• Problem statement: If a line of the records contains the word "advanced", list it.

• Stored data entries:
PR #12968, opened 2018-01-03
Update AttributeRepository.php

robbertstevens:
This way we get usefull error messages, when saving a attribute.

### Description
When saving an attribute we don't get very usefull error messages. This way we get usefull error messages, when saving a attribute.

### Manual testing scenarios

1. Trigger an error when adding an attribute
2. See usefull error message

### Contribution checklist

### DIFF
--- a/app/code/Magento/Eav/Model/AttributeRepository.php
+++ b/app/code/Magento/Eav/Model/AttributeRepository.php
@@ -87,7 +87,7 @@ class AttributeRepository implements \Magento\Eav\Api\AttributeRepositoryInterfa
         try {
             $this->eavResource->save($attribute);
         } catch (\Exception $e) {
-            throw new StateException(__('Cannot save attribute'));
+            throw new StateException(__($e->getMessage()));
         }
         return $attribute;
     }


magento-cicd2:
[CLA assistant check](https://cla.dev.magento.com/magento/magento2?pullRequest=12968) <br/>All committers have signed the CLA.

avoelkl:
Hi @robbertstevens!
Thanks for the PR!
I am having a look at it, can you just give me some information which errors you triggered to test the PR?
> Trigger an error when adding an attribute`
Thanks!

robbertstevens:
@avoelkl For example, make an attribute with more than 30 characters

orlangur:
Don't we reveal too much information with such approach? Usually some generic message should be displayed to end user and original exception added to log.

> make an attribute with more than 30 characters

Without fix it is showing `'Cannot save attribute'` currently and more details after fix? Wondering if we can do something on a controller level instead of repository.

robbertstevens:
It's only revealing information for admins, users will never see this. If you worry about hackers or something, you have bigger problems if they see these errors.

orlangur:
> It's only revealing information for admins, users will never see this

Users of Admin UI are still users and should not see too much technical details.

robbertstevens:
Sorry, but the errors thrown are not technical details. They are useful messages which are necessary to show. How the hell am I supposed to know a attribute cannot exceed more than 30 characters when the error message is "Cannot save attribute" this can imply multiple reasons. There is not one message to rule them all. We need different messages for different errors. For the sake of simplicity for users. This PR maybe doesn't show the "easy-my-users-are-imbecils"-type of messages but the messages shown are better than what we have now.

Also users who are in the admin are competent enough to comprehend an error message of more than 5 words.

orlangur:
> am I supposed to know a attribute cannot exceed more than 30 characters 

Such kind of message definitely should be shown and was shown before.

However, we cannot just pass underlying exception to end user. There could be some sensitive technical information, like MySQL credentials or other essential data.

sidolov:
Hi @robbertstevens , I'm closing this PR because provided changes may expose sensitive information to the end user and violate Magento security principles. As alternative way you may add exception logging for described case.

PR #13000, opened 2018-01-04
Set `original_inventory_qty` with UiComponent rendered adminhtml Product Edit page

jmonschke:
### Description
Currently, `catalog/view/adminhtml/templates/catalog/product/tab/inventory.phtml` puts an input element, `original_inventory_qty` in its output so that when you have the edit product page open in the admin, and sales are processed either in the admin or on the frontend, if you go to save the product you are editing, and the qty has changed elsewhere, you won't obliterate those changes, instead it will determine the difference between `qty` and `original_inventory_qty` and apply that as a `qty_correction` on the `cataloginventory_stock_item` record.

This pull request puts the `original_inventory_qty` field on the form that the UiComponent system renders in the admin, and adds it to the posted data so that the server-side code that exists properly applies the `qty_correction` to the product's `cataloginventory_stock_item` record.

1. magento/magento2#9345: Admin product save overwrites inventory qty even when it is unchanged

### Manual testing scenarios
1. In Admin, open the Edit Product Screen.
2. Make a note of the QTY field on the Edit Product Screen.
3. On the frontend of the site, place and complete an order for the product you opened in step 1.
4. Make a note of how many of the item you purchased.
5. Back in the admin, where you still have the edit Product screen open, Click Save.
6. When the page refreshes, the QTY shown on the screen should be the Original QTY - Purchased QTY

### Contribution checklist

### DIFF
--- a/app/code/Magento/CatalogInventory/Api/Data/StockItemInterface.php
+++ b/app/code/Magento/CatalogInventory/Api/Data/StockItemInterface.php
@@ -20,6 +20,7 @@ interface StockItemInterface extends ExtensibleDataInterface
     const PRODUCT_ID = 'product_id';
     const STOCK_ID = 'stock_id';
     const QTY = 'qty';
+    const ORIGINAL_INVENTORY_QTY = 'original_inventory_qty';
     const IS_QTY_DECIMAL = 'is_qty_decimal';
     const SHOW_DEFAULT_NOTIFICATION_MESSAGE = 'show_default_notification_message';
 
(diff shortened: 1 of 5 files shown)


magento-cicd2:
[CLA assistant check](https://cla.dev.magento.com/magento/magento2?pullRequest=13000) <br/>All committers have signed the CLA.

rogyar:
Hello @jmonschke. 
Thank you for your idea. We had an internal discussion regarding the issue. The plan is to implement a more advanced solution for checking all form details and data versioning for preventing the conflicting changes in the upcoming updates.
The solution provided in current PR is good but it affects only QTY field and does it in a different way that is going to be implemented in the future.

Thanks

jmonschke:
@rogyar Thats interesting, because we were assured on the initial issue that Magento was working as expected. I had to raise a Support ticket through Magento Support and there has been no action on Magento's part regarding that ticket other than to email me every month or so saying that there has been no updated. Now there is a solution that fixes the issue that was documented, and you are rejecting it, not because it fixes the issue, using existing code that is present in Magento 2, but instead you want to eventually do it in a different way? It just sounds like you are saying you aren't going to ever make this work.

PR #13001, opened 2018-01-04
Fix fulltext search of attributes with multiselect option values

superdav42:
### Description
Fixes https://github.com/magento/magento2/issues/13972
A bug was introduced in https://github.com/magento/magento2/commit/0ff69c5cbc85af82cd87371c6fe01718a6e463ac which tried optimizing
getting option labels but did not take into account
$valueId could be a comma separated string. This restores
the old behavior and the performance difference is negligible.
Bug only affected 2.2
I'm a little new to unit tests so feel free to give feedback on it, or we could scrap it all together.

### Manual testing scenarios
Create a custom product attribute with the multiselect input type. Create several options. Make the attribute searchable and shown in advanced search. 
Create product with the attribute and select several values.
Searching by label name should be possible in the quick search or advanced search. 

### Contribution checklist

### DIFF
--- a/app/code/Magento/ConfigurableProduct/Model/ResourceModel/Product/LinkedProductSelectBuilderComposite.php
+++ b/app/code/Magento/ConfigurableProduct/Model/ResourceModel/Product/LinkedProductSelectBuilderComposite.php
@@ -1,0 +1,43 @@
+<?php
+/**
+ * Copyright © Magento, Inc. All rights reserved.
+ * See COPYING.txt for license details.
+ */
+namespace Magento\ConfigurableProduct\Model\ResourceModel\Product;
+
+use Magento\Catalog\Model\ResourceModel\Product\LinkedProductSelectBuilderInterface;
+
+/**
+ * Used in Magento\ConfigurableProduct\Pricing\Price\LowestPriceOptionsProvider
+ * to provide queries to select configurable product option with lowest price
+ *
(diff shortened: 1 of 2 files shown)


magento-cicd2:
[CLA assistant check](https://cla.dev.magento.com/magento/magento2?pullRequest=13001) <br/>All committers have signed the CLA.

superdav42:
@mslabko Wanted to make you aware of this since you've been working on this code.

mslabko:
Hi @superdav42 ,
Thank you for triggering me. 
Could you please merger 2.2-develop - code was changed and it will conflict with your changes. 
It looks like a new code also does not take into account "multi-select attribute issue" - but if we remove caching we can face with performance degradation in case of a lot of searchable attributes. 

What about to handle a case with a comma-separated value id and caching - can we store several values for $this->attributeOptions[$optionKey] for multiselect attribute?

superdav42:
@mslabko 
I see what you mean. I was just using a small catalog before and don't see any benefit with the cache. I tried it with a larger set and had some success using array_intersect_key with the cache. I'll update it.

mslabko:
Yeah, with the customized medium profile (with a bigger amount of products) or with a large profile from performance toolkit benefits is more visible

Floorsave:
Hi there, is there any way that I can patch my 2.2.3 install with this fix as I really need this functionality?
Any assistance is greatly appreciated

PR #13039, opened 2018-01-07
Feature minimum order amount notice issue

neeta-wagento:
During currency switch notice message shows wrong calculation of minimum order amount.

### Description

This is about notice message of min order amount on cart page.When we have set min order amount and on cart page someone change currency, user see same amount and only currency symbol changed. It should recalculate amount also.
Instead of currency convert, we use price helper then it gives us re calculated price amount in notice message.

2. ...

### Manual testing scenarios

Preconditions

Any Product must be created and enabled in frontend with the price greater then 0 or less then 1000
Steps to reproduce

Enable Minimum Order Amount
Login to [Magento Admin Panel]/ Stores -> Configuration -> Sales -> Sales -> Minimum Order Amount and do the following
Set Enable "Yes"
Enter Amount for example 1000
Leave Description Message text blank
Leave Error to Show in Shopping Cart blank
Save the Configurations by clicking on "Save Config" button on top right corner
Now setup Multiple currencies for that follow below steps
Go to section Stores -> Configuration->General->Currency Setup

Now select multiple currencies from Allowed Currencies by pressing ctrl key
select Brazilian Real, Indian Rupee, Japanese Yen, Russian Ruble, US Dollar

Import Currency Rates
Go to Stores -> Under Currency Title click on Currency Rates.
Select any of service and click on import rates it will import live currency rates.
Go to Frontend Add any product in shopping cart add any product 1 qty which has price less then 1000.
Go to cart page "View and Edit Cart" link which you can see on Minicart Popup or by browsing url [Magento base url]/heckout/cart/
You can see the default message on "Minimum order amount is $1,000.00"
Now change the currencies from header upper right corner. You can see Minimum order amount is $1,000.00 in any currency you selected

##  Expected Result 
32069992-def1c89c-ba58-11e7-8e7e-bdece0d6f268
32069993-df303d34-ba58-11e7-8d97-a021f5f5b31f

### Contribution checklist

### DIFF
--- a/app/code/Magento/Quote/Model/Quote/Validator/MinimumOrderAmount/ValidationMessage.php
+++ b/app/code/Magento/Quote/Model/Quote/Validator/MinimumOrderAmount/ValidationMessage.php
@@ -37,8 +37,8 @@ class ValidationMessage
     public function __construct(
         \Magento\Framework\App\Config\ScopeConfigInterface $scopeConfig,
         \Magento\Store\Model\StoreManagerInterface $storeManager,
-        \Magento\Framework\Locale\CurrencyInterface $currency = null,
-        \Magento\Framework\Pricing\Helper\Data $priceHelper
+        \Magento\Framework\Locale\CurrencyInterface $currency,
+        \Magento\Framework\Pricing\Helper\Data $priceHelper = null
     ) {
         $this->scopeConfig = $scopeConfig;
         $this->storeManager = $storeManager;
--- a/app/code/Magento/Quote/Model/Quote/Validator/MinimumOrderAmount/ValidationMessage.php
+++ b/app/code/Magento/Quote/Model/Quote/Validator/MinimumOrderAmount/ValidationMessage.php
@@ -19,22 +19,32 @@ class ValidationMessage
 
     /**
      * @var \Magento\Framework\Locale\CurrencyInterface
+     * @deprecated since 101.0.0
      */
     private $currency;
+
+    /**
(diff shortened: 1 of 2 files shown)


app/code/Magento/Quote/Model/Quote/Validator/MinimumOrderAmount/ValidationMessage.php
```diff
@@ -19,22 +19,32 @@ class ValidationMessage
...
      * @param \Magento\Store\Model\StoreManagerInterface $storeManager
      * @param \Magento\Framework\Locale\CurrencyInterface $currency
+     * @param \Magento\Framework\Pricing\Helper\Data $priceHelper
      */
     public function __construct(
         \Magento\Framework\App\Config\ScopeConfigInterface $scopeConfig,
         \Magento\Store\Model\StoreManagerInterface $storeManager,
-        \Magento\Framework\Locale\CurrencyInterface $currency
+        \Magento\Framework\Locale\CurrencyInterface $currency,
+        \Magento\Framework\Pricing\Helper\Data $priceHelper
```
ishakhsuvarov: This argument should be optional to maintain backward compatibility
More info available in [devdocs](http://devdocs.magento.com/guides/v2.2/contributor-guide/backward-compatible-development/index.html#adding-a-constructor-parameter)

ishakhsuvarov (changes requested):

ishakhsuvarov (approved):

Issue #12892, opened 2017-12-27
Customer account navigation block container doesn't have a "name" or "as" attribute (fix included)


Lez-2:
### Preconditions
Magento 2.2.0

### Steps to reproduce
1. Open the Customer account link e.g. http://domain.com/customer/account while logged in and you can see through any browser debugger that the html surrounding the customer navigation menu is:
```
<div class="block account-nav">
    <div class="title account-nav-title">
        <strong></strong>
    </div>
<div id="account-nav" class="content account-nav-content">
...
</div>
```
The title is always empty, but it is expected.
And you can't add the title because the containing block of the customer account navigation, which is located in .../vendor/magento/module-customer/view/frontend/layout/customer_account.xml, doesn't have a "name" or "as" attribute which is used to reference the block.

### Expected result
1. the customer_account.xml located in .../vendor/magento/module-customer/view/frontend/layout/ should have the block named something like "customer-account-navigation-containter" (with or without a default title argument):
```
<block class="Magento\Framework\View\Element\Template" name="customer-account-navigation-container" template="Magento_Theme::html/collapsible.phtml" before="-">
    <arguments>
        <argument name="block_css" xsi:type="string">account-nav</argument>
	<argument name="title" xsi:type="string" translate="true">Account menu</argument>
    </arguments>
    <block class="Magento\Customer\Block\Account\Navigation" name="customer_account_navigation" before="-">
...
```

### Actual result
1. The current customer_account.xml doesn't have a name or as attribute for the collapsible template container of the menu: 
```
<block class="Magento\Framework\View\Element\Template" template="Magento_Theme::html/collapsible.phtml" before="-">
    <arguments>
        <argument name="block_css" xsi:type="string">account-nav</argument>
    </arguments>
    <block class="Magento\Customer\Block\Account\Navigation" name="customer_account_navigation" before="-">
...
```

devamitbera:
#mm18in

Lez-2:
Seems this issue already has a fix in M 2.2.2

```
<referenceContainer name="sidebar.main">
            <block class="Magento\Framework\View\Element\Template" name="sidebar.main.account_nav" template="Magento_Theme::html/collapsible.phtml" before="-">
                <arguments>
                    <argument name="block_css" xsi:type="string">account-nav</argument>
                </arguments>
                <block class="Magento\Customer\Block\Account\Navigation" name="customer_account_navigation" before="-">
```

ishakhsuvarov:
[...]

PR #13042, opened 2018-01-07
Customer account navigation block container doesn't have  a name 

devamitbera:
- a name or as attribute
Add the suggestion  but it is only showing Label
-seems not good.So,add a condition to phtml.
It makes title only visible when it has childhtml

1. magento/magento2#12892: Issue title

### Manual testing scenarios

1.Please open the Customer account link e.g. http://domain.com/customer/account
2.loggin as Customer  and then go to the Dashboard page
3.Now, you don't see any Section like **<strong></strong>** at the left section of customer account pages.
4.For case,I have added a **conditions to prevent to show the Only title/label* * whenever child does not have any html output By  adding **if ($block->getChildHtml()):**.It  is helpful for UI respective view.

### Contribution checklist

### DIFF
--- a/app/code/Magento/Customer/view/frontend/layout/customer_account.xml
+++ b/app/code/Magento/Customer/view/frontend/layout/customer_account.xml
@@ -12,6 +12,7 @@
             <block class="Magento\Framework\View\Element\Template" name="sidebar.main.account_nav" template="Magento_Theme::html/collapsible.phtml" before="-">
                 <arguments>
                     <argument name="block_css" xsi:type="string">account-nav</argument>
+                    <argument name="block_title" xsi:type="string">Account Sidebar</argument>
                 </arguments>
                 <block class="Magento\Customer\Block\Account\Navigation" name="customer_account_navigation" before="-">
                     <arguments>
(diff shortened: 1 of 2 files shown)


app/code/Magento/Customer/view/frontend/layout/customer_account.xml
```diff
@@ -12,6 +12,7 @@
             <block class="Magento\Framework\View\Element\Template" name="sidebar.main.account_nav" template="Magento_Theme::html/collapsible.phtml" before="-">
                 <arguments>
                     <argument name="block_css" xsi:type="string">account-nav</argument>
+                    <argument name="block_title" xsi:type="string">Account Sidebar</argument>
```
dmanners: can you also include the `translate="true"` attribute here

dmanners (changes requested):

app/code/Magento/Customer/view/frontend/layout/customer_account.xml
devamitbera: sure.I  am doing.

Thanks for feedback.

dmanners (approved):

dmanners:
As discussed at mm18in I think that the original issue was to add the name attribute to the block (`name="sidebar.main.account_nav"`) which has already been done. I am not sure if we should actually add this title by default @okorshenko what would you think here?

okorshenko:
The issue already fixed. Please see the comment. vhttps://github.com/magento/magento2/issues/12892#issuecomment-355815257

@devamitbera thank you for your contribution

• Response area:
Thank you for your idea. We had an internal discussion regarding the issue. The plan is to implement a more advanced solution for checking all form details and data versioning for preventing the conflicting changes in the upcoming updates.
Create a custom product attribute with the multiselect input type. Create several options. Make the attribute searchable and shown in advanced search. 
Searching by label name should be possible in the quick search or advanced search. 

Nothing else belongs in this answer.